Матвей Матвеевич цыкнул взглядом, и один из бугаев, вытащив кинжал, кинулся к говорящему и перерезал ему горло.
– Жалкая кучка отщепенцев, – с горечью произнес Матвей. – До сих пор смеет распространять клеветнические слухи, будто бы наша великая страна как-то зависит от Римской Империи. Пусть полученные этими предателями тетрадрахмы станут у них колом в горле! Эти свиньи либо будут ликвидированы нашими патриотами, либо загнутся сами!
– Римляне – гои! – закричали в толпе. – Октавиан – чмо!
– Оккупация Иудеи? Не смешите наши катапульты! – заржали с другой стороны.
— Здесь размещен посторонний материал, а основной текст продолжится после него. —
PR #203, opened 2026-08-28
Add class set to capacity factor parameters

wesleyjcole:
## Summary
This pull request adds a  new index `c` (resource class) to the capacity factor inputs (`cf_in`, `cf_rsc`, `m_cf`, `cf_adj_t`) as a step toward moving resource class out of the `i` (tech) set per issue #185. The `c` set is redundant with the class embedded in tech names, so the model itself is unchanged.

### Implementation notes 
I renamed the set `resourceclass` to `c`, and converted the parameter `inputs/techs/tech_resourceclass.csv` into a mapping set `i_class(i,c)`.  Any technology that does not have a class gets mapped to class "0". Every `i` maps to exactly one `c`.

The compare report shows exactly no changes: [results-Main,CFClass.pptx](https://github.com/user-attachments/files/31525332/results-Main.CFClass.pptx).

### Details to double-check

Yes, I used Claude Sonnet to implement the code changes and perform testing before starting a full US run.


reeds/core/solve/6_data_dump.gms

Иосиф, которого до сих пор держали за ворот, про себя отметил, что народный гнев был непривычно рукотворным и явно постановочным.
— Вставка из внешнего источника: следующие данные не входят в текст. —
PR #206, opened 2026-09-01
Fix double-counting of distribution losses for distributed PV

### LINKED ISSUE #202: `distloss` adjustement is applied twice to `distpv` profiles
### Summary
Because distributed pv (`distpv`) generation is at the point of consumption (end-use load), but ReEDS uses busbar load, we increase `distpv` profiles by the distribution loss rate (`distloss`).  That adjustment is applied twice in the model.  Once in `recf.py`:

```
    ### Scale up distpv by 1/(1-distloss)
    recf.loc[
        :, resources.loc[resources.tech.isin(vre_dist),'resource'].values
    ] /= (1 - distloss)
```

and again in `2_temporal_params.gms`:

```
* distpv capacity factor is divided by (1.0 - distloss) to provide a busbar equivalent capacity factor
m_cf(i,v,r,h,t)$[distpv(i)$valcap(i,v,r,t)] = m_cf(i,v,r,h,t) / (1.0 - distloss) ;
```

The double-counting is confirmed via `distpv` capacity factor values for p1:

`inputs/profiles_cf/cf_distpv_county.h5`: Max CF = 0.826 (ILR-adjusted maximum, 1/1.21 = 0.826)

– Кольцо врагов, в котором находится Иудея, постоянно сжимается, – озабочено произнес Матвей Матвеевич. – Масштаб вызова наших бесчисленных врагов требует от нас такого же сильного ответа. И мы, под руководством Ирода Иродовича, готовы дать такой ответ. Мы готовы к настоящему прорыву! Бог нам поможет!
– Рим – наш! Дамаск – наш! Бог – наш! – заорала в едином порыве толпа.
И без того восторженную атмосферу накалило до предела появление пары безлошадных правительственных колесниц с мигалками на крышах. Из одной вышли рабочие в простых одеждах и безмолвно стали устанавливать странные сооружения, из которых исходили снопы света. Из другой колесницы вышли всенародно любимые волхвы – Соловей, Кисель и Фекалий. При виде них толпа возликовала.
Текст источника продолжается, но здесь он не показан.